De facto, a Igreja e os seus ministros para cumprirem estas e outras intuições do papa Francisco, que também são palavra de Deus para nós aqui e agora, nomeadamente quando nos convoca para sermos hospital de campanha no terreno aos serviço dos muitos que estão feridos pelas agruras da vida, precisam também de se deixar curar pelo médico divino, precisam de experimentar o conforto da sua presença e do alimento que ele é nesta caminhada da vida sempre cheia de surpresas e de muitas dificuldades. Sabemos que a nossa missão é ir, sair estradas fora, ao encontro das gentes que precisam, sobretudo os mais débeis e os mais pobres. Mas para cumprirmos esta missão precisamos nós próprios de forte saúde evangélica e de a cuidar através dos meios que o mesmo Senhor coloca à nossa disposição, a começar pelos sacramentos, mas também pelo apoio confiante que devemos uns aos outros em nome de Cristo. 6.

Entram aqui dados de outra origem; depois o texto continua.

PR #180, opened 2022-04-13
Make example heading colons conditional on a description being present

### LINKED ISSUE #117: Remove redundant colons from code example titles in Sass API Reference
## What
Remove redundant colons from code example titles in our [Sass API Reference](https://frontend.design-system.service.gov.uk/sass-api-reference/#sass-api-reference).

## Why
It's inconsistent with our practice elsewhere in the Sass content. Usually, for a code example title, we just display a word, without punctuation. However, there are some instances where a colon displays after the word. For example, there's a colon after the word 'Example' here, but none after the word 'Usage':
image

Laurence, Eoin

## Done when
- [ ] Developer puts colons inside an 'if block,' so that colons only display as part of a description, as here: 
image

querkmachine:
Adds an `if` statement around the colon and description of "example" headings in the Sass API reference, so these only get rendered if a description exists. 

Resolves #117.

### DIFF
--- a/source/sass-api-reference/index.html.md.erb
+++ b/source/sass-api-reference/index.html.md.erb
@@ -56,7 +56,7 @@ $<%= item.context.name %>: <%= item.context.value %>;
 <% if item.example %>
 
 <% item.example.each do |example| %>
-##### Example: <%= example.description %>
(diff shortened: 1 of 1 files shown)


domoscargin (approved):
Neat!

O Menino de Belém continua a ser o Conselheiro admirável, o príncipe da paz, aquele que deseja percorrer connosco os caminhos que nos levam para fora das trevas e ao encontro da luz que ele mesmo é. Ele veio para para quebrar todas as espécies de jugos que nos oprimem e oprimem a humanidade. Ele vem para nos salvar e nos oferecer um reino eterno de justiça e de paz para sempre, na expressão do profeta Isaias. No presépio de Belém manifestou-se de verdade a graça de Deus, como hoje nos lembra a carta a Tito.
E na força desta graça que nos vem do alto, diante do presépio queremos recusar, como nos diz S. Paulo, os desejos mundanos e voltar toda a nossa atenção para o senhor que vem e para a Humanidade nova que ele inaugura. Neste Natal vamos renovar o propósito de nos pormos a caminho para ser cada vez mais esse povo purificado e zeloso das boas obras que ele veio preparar com a sua morte e ressurreição. Deixemo-nos tocar, nesta noite santa de Natal, pelos apelos que nos faz o Menino de Belém, a nós, às nossas famílias, à Igreja e à socie-dade. Santo Natal para todos.